Real analysis: A constructive approach (Pure & applied mathematics series)

A unique approach to analysis that lets you apply mathematics across a range of subjects. This innovative text sets forth a thoroughly rigorous modern account of the theoretical underpinnings of calculus: continuity, differentiability, and convergence. Using a constructive approach, every proof of every result is direct and ultimately computationally verifiable. In particular, existence is never established by showing that the assumption of non-existence leads to a contradiction. The ultimate consequence of this method is that it makes sense—not just to math majors but also to students from all branches of the sciences. The text begins with a construction of the real numbers beginning with the rationals, using interval arithmetic. This introduces readers to the reasoning and proof-writing skills necessary for doing and communicating mathematics and it sets the foundation for the rest of the text, which includes: Early use of the Completeness Theorem to prove a helpful Inverse Function Theorem. Sequences, limits and series, and the careful derivation of formulas and estimates for important functions. Emphasis on uniform continuity and its consequences, such as boundedness and the extension of uniformly continuous functions from dense subsets. Construction of the Riemann integral for functions uniformly continuous on an interval, and its extension to improper integrals. Differentiation, emphasizing the derivative as a function rather than a pointwise limit. Properties of sequences and series of continuous and differentiable functions. Fourier series and an introduction to more advanced ideas in functional analysis. Examples throughout the text demonstrate the application of new concepts. Readers can test their own skills with problems and projects ranging in difficulty from basic to challenging.
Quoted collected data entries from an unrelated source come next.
PR #2029, opened 2021-04-22
Describe monitoring protocols better

benclifford:
This PR adds type annotations, asserts and comments to better
describe the existing protocols used between monitoring components.

This is the first PR in a series which attempts to rationalise those protocols.

This PR should not change any protocol or behaviour except error handling when
a format is violated.

## Type of change

- Documentation update
- Code maintentance/cleanup


yadudoc (approved):
I think these look good.

PR #2855, opened 2023-08-07
Remove NoStatusHandlingExecutor

benclifford:
Executors which want to use status handling should subclass the BlockProviderExecutor, formerly (PR #2071) known as the StatusHanldingExecutor.

Code which performs status handling should only operate on BlockProviderExecutor instances - the status handling code shouldn't do anything to other ParslExecutor instances.

## Type of change

- Code maintentance/cleanup


yadudoc (approved):
Nice!

PR #2857, opened 2023-08-10
Switch type comparisons from == to is, and upgrade flake8, in preparation for Python 3.12

benclifford:
Upcoming Python 3.12 (at least in python 3.12-rc1) requires a newer version of flake8 as flake8 6.0.0 gets confused by things happening inside format strings with Python 3.12-rc1.

This PR makes that upgrade.

Flake8 6.1.0 introduces a new rule to use is-equality, rather than ==-equality, when comparing types, and so this PR fixes violations of that rule too. In theory this shouldn't change behaviour.

## Type of change

- Code maintentance/cleanup


khk-globus (approved):
Simple enough change; just reran the failed test as it appears to have timed out.

PR #2858, opened 2023-08-10
Add user-pluggable block error handling and a new sliding-window error handler

yadudoc:
# Description

This PR aims to address the limited capabilities of the current `simple_error_handler` at stopping the Parsl runtime when there are repeated failures. The current system only fails if all jobs fail, which is only indicative of configuration errors or problem with the batch scheduler. This PR adds new behavior that updates the existing `block_error_handler` bool variable to take a custom error handler. In addition there's a new `block_error_threshold` that can be used to configure these callbacks.

```
from parsl.jobs.simple_error_handler import simple_error_handler, windowed_error_handler

config = Config(executors=[
         HighThroughputExecutor(
                ...
                block_error_handler = <simple_error_handler / windowed_error_handler>,
                block_error_threshold)
  ]
)
```
 
Fixes # (issue)

## Type of change

- Code maintentance/cleanup


benclifford:
Three of the four CI runs hung in the `--config local` tests at different points (and the fourth was subsequently auto-cancelled), with the last commit b963e39b21061b18b4e270487f06273962f3f72e

Those tests are quite hangy (I think from race conditions to do with threads and zmq and multiprocessing) so it's not unusual for a `--config local` to hang. For three to hang in one run seems suspicious, though.

parsl/executors/high_throughput/executor.py
```diff
@@ -212,7 +214,7 @@ def __init__(self,
                  poll_period: int = 10,
                  address_probe_timeout: Optional[int] = None,
                  worker_logdir_root: Optional[str] = None,
-                 block_error_handler: bool = True):
+                 block_error_handler: Union[bool, Callable[[ParslExecutor, Dict[str, JobStatus]], None]] = False):
```
benclifford, line 217: don't change the default value here?

parsl/executors/status_handling.py
```diff
@@ -163,12 +161,8 @@ def handle_errors(self, status: Dict[str, JobStatus]) -> None:
         """
         if not self.block_error_handler:
             return
-        init_blocks = 3
-        if hasattr(self.provider, 'init_blocks'):
-            init_blocks = self.provider.init_blocks
-        if init_blocks < 1:
-            init_blocks = 1
-        error_handler.simple_error_handler(self, status, init_blocks)
+        assert callable(self.block_error_handler)
```
benclifford, line 164: with block error handler set to true, as is allowed and should be the default, this assert fails at runtime:

```
jobs.job_status_poller:118 _run_error_handlers INFO: BENC: about to enter handle errors
1691736331.298730 2023-08-11 06:45:31 MainProcess-9203 JobStatusPoller-Timer-Thread-140360055682320-140360045541056 parsl.utils:349 make_callback ERROR: Callback threw an exception - logging and proceeding anyway
  File "/home/benc/parsl/src/parsl/parsl/utils.py", line 347, in make_callback
    self.callback(*self.cb_args)
  File "/home/benc/parsl/src/parsl/parsl/jobs/job_status_poller.py", line 113, in poll
    self._run_error_handlers(self._poll_items)
  File "/home/benc/parsl/src/parsl/parsl/jobs/job_status_poller.py", line 119, in _run_error_handlers
    es.executor.handle_errors(es.status)
  File "/home/benc/parsl/src/parsl/parsl/executors/status_handling.py", line 164, in handle_errors
    assert callable(self.block_error_handler)
AssertionError
```

parsl/executors/status_handling.py
```diff
@@ -163,12 +161,8 @@ def handle_errors(self, status: Dict[str, JobStatus]) -> None:
         """
         if not self.block_error_handler:
             return
-        init_blocks = 3
-        if hasattr(self.provider, 'init_blocks'):
```
benclifford, line 167: removing this changes the behaviour of the simple error handler, right? so that it will always wait for the first three blocks, rather than the init_blocks number? If we care about this PR adding in new stuff, not changing old behaviour, then this test could move into simple_error_handler, because it has access to executor.provider.init_blocks there.

parsl/jobs/simple_error_handler.py
```diff
@@ -6,12 +6,20 @@
...
 
-def simple_error_handler(executor: status_handling.BlockProviderExecutor, status: Dict[str, JobStatus], threshold: int):
+def simple_error_handler(executor: status_handling.BlockProviderExecutor, status: Dict[str, JobStatus], threshold: int = 3):
     (total_jobs, failed_jobs) = _count_jobs(status)
     if total_jobs >= threshold and failed_jobs == total_jobs:
         executor.set_bad_state_and_fail_all(_get_error(status))
 
 
+def windowed_error_handler(executor: status_handling.BlockProviderExecutor, status: Dict[str, JobStatus], threshold: int = 3):
+    sorted_status = [(key, status[key]) for key in sorted(status)]
```
benclifford, line 16: this sort is a bit suspicious if `status` is keyed by strings, not ints, as the type signature says... does a failing sequence of blocks 10,11,12 get ignored here because later/earlier blocks 7,8,9 were successful?

parsl/tests/test_scaling/test_block_error_handler.py
```diff
@@ -0,0 +1,143 @@
...
+
+
+@pytest.mark.local
+def test_block_error_handler_mock():
+    handler_mock = Mock()
+    htex = HighThroughputExecutor(block_error_handler=handler_mock)
+    assert htex.block_error_handler is handler_mock
+
+    bad_state_mock = Mock()
+    htex.set_bad_state_and_fail_all = bad_state_mock
```
benclifford, line 33: does this mock do anything in this test?

benclifford:
this is pretty much how I imagined this would be implemented, after a conversation with Yadu elsewhere

parsl/executors/status_handling.py
benclifford: without that assert, mypy statically finds this:

```
parsl/executors/status_handling.py:164: error: "Literal[True]" not callable  [misc]
```

but mypy's interpretation of asserts about types is "I, the programmer, am telling you, mypy, a fact that you cannot figure out for yourself", rather than "I, the programmer, am asking you to statically validate this assert".

benclifford:
I was also wondering about, because this is a user pluggable interface, if that code needs more protective error handling around the call - however, it looks like the timer code already catches, reports, and continues to time, like this:

``` 1691736331.298730 2023-08-11 06:45:31 MainProcess-9203 JobStatusPoller-Timer-Thread-140360055682320-140360045541056 parsl.utils:349 make_callback ERROR: Callback threw an exception - logging and proceeding anyway
```

and i think that's probably enough error handing around the error handler.

parsl/jobs/simple_error_handler.py
```diff
@@ -6,12 +6,20 @@
...
 
 
-def simple_error_handler(executor: status_handling.BlockProviderExecutor, status: Dict[str, JobStatus], threshold: int):
+def simple_error_handler(executor: status_handling.BlockProviderExecutor, status: Dict[str, JobStatus], threshold: int = 3):
     (total_jobs, failed_jobs) = _count_jobs(status)
     if total_jobs >= threshold and failed_jobs == total_jobs:
         executor.set_bad_state_and_fail_all(_get_error(status))
 
 
+def windowed_error_handler(executor: status_handling.BlockProviderExecutor, status: Dict[str, JobStatus], threshold: int = 3):
```
benclifford, line 15: probably rename this file to error_handlers.py or something like that, now its more than simple_error_handler.

parsl/executors/high_throughput/executor.py
yadudoc: Fixed.

parsl/executors/status_handling.py
yadudoc: Fixed.

parsl/executors/status_handling.py
yadudoc: Fixed.

parsl/jobs/simple_error_handler.py
yadudoc: Yep, there was a bug here, I've updated the sorted call to take a lambda that assumes the key is a simple integer, which should work for our ClusterProviders.

yadudoc:
@benclifford I believe I've addressed all your comments. Let me know if you see any further issues. I see that tests were also passing earlier.

parsl/jobs/simple_error_handler.py
benclifford: that's suspicious in a different way - I guess it doesn't make sense for block IDs to be anything other than sequential integers, and maybe the rest of the codebase should be changed to not use `str` for block IDs (not in this PR).

benclifford (approved):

This book is designed mainly for an undergraduate course, and the author understands that many readers will not go on to more advanced pure mathematics. He therefore emphasizes an approach to mathematical analysis that can be applied across a range of subjects in engineering and the sciences.

Preface. Acknowledgements. Introduction. Chapter O. Preliminaries. Chapter 1. The Real Numbers and Completeness. Chapter 2. An Inverse Function Theorem and its Application. Chapter 3. Limits, Sequences and Series. Chapter 4. Uniform Continuity. Chapter 5. The Riemann Integral. Chapter 6. Differentiation. Chapter 7. Sequences and Series of Functions. Chapter 8. The Complex Numbers and Fourier Series. References. Index.